◆ WHAT IS BEING ASKED
Check each line of the data below for the word "better", then extract the ones that have it.

Stored data entries
PR #723, opened 2017-09-11
Add rebar3 hex package define

nevar:
Able to compile elvis_core (master).

### DIFF
--- a/core/deps.mk
+++ b/core/deps.mk
@@ -271,6 +271,7 @@ define dep_autopatch_rebar.erl
 			{_, Deps} ->
 				[begin case case Dep of
 							{N, S} when is_atom(N), is_list(S) -> {N, {hex, S}};
+							{_, S, {pkg, N}} -> {N, {hex, S}};
 							{N, S} when is_tuple(S) -> {N, S};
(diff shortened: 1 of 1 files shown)


essen:
I have some doubts about this.

First, elvis_core doesn't have this in the normal dependencies, it's a test dependency and Erlang.mk ignores those: https://github.com/inaka/elvis_core/blob/master/rebar.config#L25

Second, I do not think that using the package name is the right thing to use because the application name is `mixer` and yet this would cause Erlang.mk to put it in `deps/inaka_mixer` and this will create some problems down the line (folder names are expected to be the same as the application's name by some things in Erlang).

This is related to https://github.com/ninenines/erlang.mk/pull/500

nevar:
But katana have thous type dep in deps [here](https://github.com/inaka/katana-code/blob/master/rebar.config#L70). So whitout this PR katana_code fail to build => elvis_code fail to build => ...

essen:
Ah I see. There's still the issue of the application name, so I think #500 needs to be solved before this.

essen:
Merged locally, sorry it took so long! Will push soon.

PR #727, opened 2017-10-06
Add package escalus to the index

oliv3:


essen:
I have merged it even though it doesn't compile, that's due to exml (at least on my machine). I suppose you have some workaround. Cheers.

PR #729, opened 2017-10-26
Fix missing core-misc target in tests

tomjnixon:
This updates core_misc.mk to match the other core_*.mk files, whose tests are included via the include_core mechanism in Makefile.

It's not clear to me why this would have worked for anyone or else (or the CI server), so appologies if i've missed something.

Thanks,

Tom

### DIFF
--- a/test/core_misc.mk
+++ b/test/core_misc.mk
@@ -5,9 +5,9 @@
 CORE_MISC_CASES = clean-crash-dump distclean-tmp help without-edoc without-index without-many
 CORE_MISC_TARGETS = $(addprefix core-,$(CORE_MISC_CASES))
 
-.PHONY: $(CORE_MISC_TARGETS)
+.PHONY: core-misc $(CORE_MISC_TARGETS)
 
-core:: $(CORE_MISC_TARGETS)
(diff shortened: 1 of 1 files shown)


essen:
You're not fixing anything here. :-)

The `::` means the target can be repeated to do extra things.

tomjnixon:
Well, it causes a failure on my machine because [this](https://github.com/ninenines/erlang.mk/blob/master/test/Makefile#L106-L113) causes `core` to depend on `core-misc`, which did not exist (as far as i can see, anyway)

tomjnixon:
Exact error message, from a clean checkout of master:

    $ make check
    ...
    core-makedep-import: Confirm the file was added by makedep
    make[1]: *** No rule to make target 'core-misc', needed by 'core'.  Stop.
    make[1]: Leaving directory '/home/tom/dev/erlang.mk/test'
    make: *** [Makefile:50: check] Error 2

I'm running archlinux.

essen:
Me too. I will check again and add it if necessary. It's possible something changed in Make recently.

essen:
Merged locally, thanks!

PR #730, opened 2017-10-26
Fix switched UID/GID in asciidoc install

tomjnixon:
This caused the `asciidoc-install` test to fail with this message on my system, where UID != GID:

    install: cannot change ownership of 'installed/share/man3/erlang_mk.3.gz': Operation not permitted

I'm not sure why the user and group flags were there in the first place, as this looks like the default for install.

Thanks,

Tom


essen:
Cheers I will take a look soon.

essen:
Merged locally, thanks!

PR #731, opened 2017-10-26
Use dep names and ignore IGNORE_DEPS in .app files

tomjnixon:
If an app depends on one of the packages whose package name does not match the application name (exec/erlexec and opencouch/couch), then the generated .app file will have the wrong name in the `applications` field.

It seems like `IGNORE_DEPS` should be followed here too, though that's less clear. This is basically the same as in the `ALL_DEPS_DIRS` variable.

Thanks,

Tom

### DIFF
--- a/core/erlc.mk
+++ b/core/erlc.mk
@@ -69,7 +69,7 @@ define app_file
 	{id$(comma)$(space)"$(1)"}$(comma))
 	{modules, [$(call comma_list,$(2))]},
 	{registered, []},
-	{applications, [$(call comma_list,kernel stdlib $(OTP_DEPS) $(LOCAL_DEPS) $(DEPS))]},
+	{applications, [$(call comma_list,kernel stdlib $(OTP_DEPS) $(LOCAL_DEPS) $(foreach dep,$(DEPS),$(call dep_name,$(dep))))]},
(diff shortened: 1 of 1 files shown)


essen:
No IGNORE_DEPS is not necessary here because it is meant for dependencies of dependencies (it makes no sense to define IGNORE_DEPS when you are the one who defines DEPS). Perhaps the behavior could be better documented though, I don't know.

tomjnixon:
Ah, that makes sense. I've updated the original commit, and but it might be neater to just inline it now, as in https://github.com/tomjnixon/erlang.mk/commit/52b49d1746d15fceac51192519940ba3dabaf799

essen:
Yeah let's go for the inline version. Thanks!

tomjnixon:
Great, thank you!

essen:
Merged locally. I still have errors from opencouch but that's because a curl call fails for some reasons. But since exec works fine now I'm fine with it. Thanks!

tomjnixon:
Thanks for all the merges! I didn't see the opencouch error when I tested this, so that sounds like it's probably new.

essen:
Yeah it doesn't sound related.

PR #732, opened 2017-10-30
Add output directory for generated EDoc

dozzie:


essen:
OK merged locally. Test would be better to have but current tests pass anyway. Thanks!

PR #735, opened 2017-11-25
Add grpc and grpc_client

willemdj:
gRPC server using cowboy HTTP2 implementation, and client to go with it.


essen:
Merged, thanks! I'll push in a few.

PR #742, opened 2018-02-07
Added support for ASN.1 compiler option "maps".

vanrein:
(The option generates no include/*.hrl files, which caused an error.)

I did not alter the erlang.mk, as that seems to be intended for local overwrite only.

I have tested this on Mac OS X, which is pretty much stock Unix on this level.


vanrein:
not good enough yet, sorry.  will use GNU makefile loops and update.

PR #1055, opened 2015-07-01
Add rack-timeout using default settings

edpaget:
Adds rack timeout with a default of 15s to process a request. This way
we will at least timeout on the SSL SYSCALL Errors and be able to
process other requests


camallen:
LGTM

camallen:
I don't think we need this now.

edpaget:
I still think it'd be useful to add, since we're still in a situation where a blocked thread can block all the others unless it made to to a point where it could yield execution. I'll reopen when it's actually ready though.

PR #1061, opened 2015-07-02
allow delete and show on singluar media relations

### LINKED ISSUE #1060: User avatars and profile headers can't be deleted
GET /users/3/avatar returns with `{"href": "/users/3/avatar"}`.

DELETE /users/3/avatar results in a 422.

Same deal with `profile_header`. Projects' `attached_images` are fine though, so it's not a media-wide thing.

camallen:
Fixes #1060, this probably needs a refactor, we could look at adding single and collection methods for the routes in this controller and switch them in the routes setup based on relation types.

◆ SOLUTION TO THE PROBLEM
No IGNORE_DEPS is not necessary here because it is meant for dependencies of dependencies (it makes no sense to define IGNORE_DEPS when you are the one who defines DEPS). Perhaps the behavior could be better documented though, I don't know.
OK merged locally. Test would be better to have but current tests pass anyway. Thanks!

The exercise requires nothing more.